• Stored data entries

::::::

PR #2152, opened 2026-09-12
Refactor shell authorization completion pipeline

Aaronontheweb:
## Summary

- make ShellPolicyCoordinator the only component that completes shell authorization
- replace the nullable coordinator tuple with closed authorized, tool-validation, and stopped results
- separate shell and non-shell approval fact collection before one shared approval decision builder
- fail loudly if a caller tries to authorize shell_execute through the synchronous non-shell policy API
- remove the duplicate synchronous safe-policy and correction implementation

## Validation

- dotnet build Netclaw.slnx -c Release --no-restore
- dotnet test Netclaw.slnx -c Release --no-build
- Netclaw.Actors.Tests: 3,926 passed, 6 platform skips
- dotnet slopwatch analyze --output json: 0 issues
- git diff --check

The full solution build reports the existing ASPIRE010 warning from the demo AppHost configuration; it has no build errors.

### DIFF
--- a/IMPLEMENTATION_PLAN.md
+++ b/IMPLEMENTATION_PLAN.md
@@ -244,6 +244,13 @@ Done when:
 - [ ] The policy pipeline replaces the shell branches in `ToolAccessPolicy`
   and `ShellApprovalMatcher`; any retained legacy scan is deny-only and cannot
   authorize, create candidates, or widen scope.
+  - [x] `ToolAccessPolicy` no longer completes shell authorization synchronously.
+    It produces preflight facts only. `ShellPolicyCoordinator` is the sole path
+    that applies corrections, reviewed-safe coverage, grants, and a final shell
+    authorization result.
+  - [ ] Move the remaining parser-to-candidate projection out of the broad
+    `ShellApprovalMatcher` compatibility surface without changing its released
+    approval shapes.
   The preliminary complete-footprint audit after PR #1947 found 1,484 added
   production lines and 52 added control-flow lines. Later slices reduced the
   post-corpus footprint from 10,085 lines and 663 control-flow lines to 9,693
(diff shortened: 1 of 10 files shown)


Aaronontheweb (commented):
## Direction and readiness

This is a sound first architecture slice. I found no merge-blocking defect in the inspected change.

The change removes the duplicate synchronous shell completion path. `ShellPolicyCoordinator` now owns corrections, safe-policy coverage, stored grants, and the final shell result.

## Architecture assessment

The new `ShellAuthorizationResult` cases prevent the coordinator from returning an allowed shell command without its analysis. The dispatcher also maps every case explicitly.

The strict result type currently stops at the coordinator boundary. `DispatchingToolExecutor` converts it back to `(Decision, AuthorizedAnalysis?)` and keeps another nullable tuple through execution. That adapter is safe in this revision because the mapping is exhaustive. Existing tests cover authorized commands, stopped commands, and missing-command validation.

Please keep removal of that nullable adapter as an explicit follow-up before the complete pipeline redesign closes. The execution seam should eventually preserve the closed state model.

The new preflight test helper verifies preflight facts only. It does not prove final coordinator outcomes. This use is suitable for hard-deny, path, and candidate tests. Future tests for corrections, grants, or final permission must use the coordinator or dispatcher.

::::::

• EXERCISE REQUIREMENTS
Above are the entries. Copy exactly the part that opens with the line containing "## Validation" and closes with the line containing "-244,6 +244,13 @@", and no more.

• TASK RESPONSE
## Validation

- dotnet build Netclaw.slnx -c Release --no-restore
- dotnet test Netclaw.slnx -c Release --no-build
- Netclaw.Actors.Tests: 3,926 passed, 6 platform skips
- dotnet slopwatch analyze --output json: 0 issues
- git diff --check

The full solution build reports the existing ASPIRE010 warning from the demo AppHost configuration; it has no build errors.

### DIFF
--- a/IMPLEMENTATION_PLAN.md
+++ b/IMPLEMENTATION_PLAN.md
@@ -244,6 +244,13 @@ Done when:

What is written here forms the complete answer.